On Thursday, ConocoPhillips (COP) was the last of the big three U.S. oil companies to report disappointing full-year 2016 financial results. Chevron Corp (CVX) and ExxonMobil (XOM) reported their results a few days earlier. Full-year results at Conoco were a net loss, excluding special items, of $3.3 billion, nearly double the full-year 2015 adjusted net loss of $1.7 billion.
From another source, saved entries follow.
PR #8, opened 2021-11-15
New RFC: command-line flag for slurping

xenu:
It's not clear to me what's the process to allocate an RFC number, so I set it to XX for now.

Pre-RFC discussion: https://www.nntp.perl.org/group/perl.perl5.porters/2021/09/msg261616.html

### DIFF
--- a/rfcs/rfc0011.md
+++ b/rfcs/rfc0011.md
@@ -1,0 +1,76 @@
+# Command-line flag for slurping
+
+## Preamble
+
+    Author: Tomasz Konojacki <me@xenu.pl>
+    Sponsor:
+    ID: 0011
+    Status: Draft
+
+## Abstract
+
+Introduce a new command-line flag for `perl`, `-g`, which sets `$/` to `undef`,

Conoco, which concentrates it business on pure oil and gas production, also known as the upstream business, is not the only one of the big three to report disappointing results. Chevron and Exxon both reported losses of $2.1 billion in their U.S. upstream divisions in 2016. Exxon’s results excluded an impairment charge of $2 billion; if it were included, the annual loss would have been even worse. Meanwhile Chevron's red ink was an improvement, having lost $4.1 billion the year before, while Exxon saw deterioration in 2016 from the $1.1 billion loss in 2015.

Share Price Performance

Share price performance for each company was mixed in 2016. Chevron was the clear winner, with shares appreciating 30.8% in 2016, followed by Exxon, whose shares rose 15.8%. Conoco was the clear laggard in the group, with its stock price going up by just 7.4% in 2016. This was even less than the broader market average as measured by the SPDR S&P 500 ETF (SPY), which rose 9.6% in 2016.

Falling Revenue

Despite the rebound in oil prices in 2016, top-line revenue declined for all three companies. Conoco reported a slowdown in sales of 21% in 2016, followed by a revenue decline at Chevron of 17.3%, and and a 15.9% decline at Exxon. This was partly due to stagnant production growth but also a relatively low realized oil price. Conoco reports for example that its average realized price in 2016 was just $28.35 per barrel of oil equivalent (a blended price for both oil and gas sales) at a time when oil averaged closer to $42 per barrel in 2016.

Rising Debt

2016 was also a year of rising debt. All three companies increased borrowing to meet spending needs. Chevron saw the largest increase in total debt, up 19.7% to $46.1 billion. Conoco also increased its debt load by nearly 10% and Exxon saw a 7% increase in the amount it will need to return to lenders. Conoco has publicly stated that it wants to reduce its total debt by approximately $7.3 billion to $20 billion by year-end 2019. The company is targeting asset disposals of around $5-8 billion primarily from North American natural gas. These proceeds could presumably be used to reach the company’s debt goal.  Chevron is also targeting asset sales of $2-7 billion in 2017 as part of a larger program to sell $5-10 billion over the course of 2016-2017.

Investment Cutbacks

Another way these companies tried to conserve cash was by scaling back capital investment. Conoco was the most aggressive in this area, slashing investment spending by more than 50% in the year. Chevron and Exxon also cut back spending on things like property, plant and equipment by 34.1% and 37.9%, respectively, in 2016. In their upstream businesses, a better comparison with Conoco, cutbacks were 35.4% and 43% respectively.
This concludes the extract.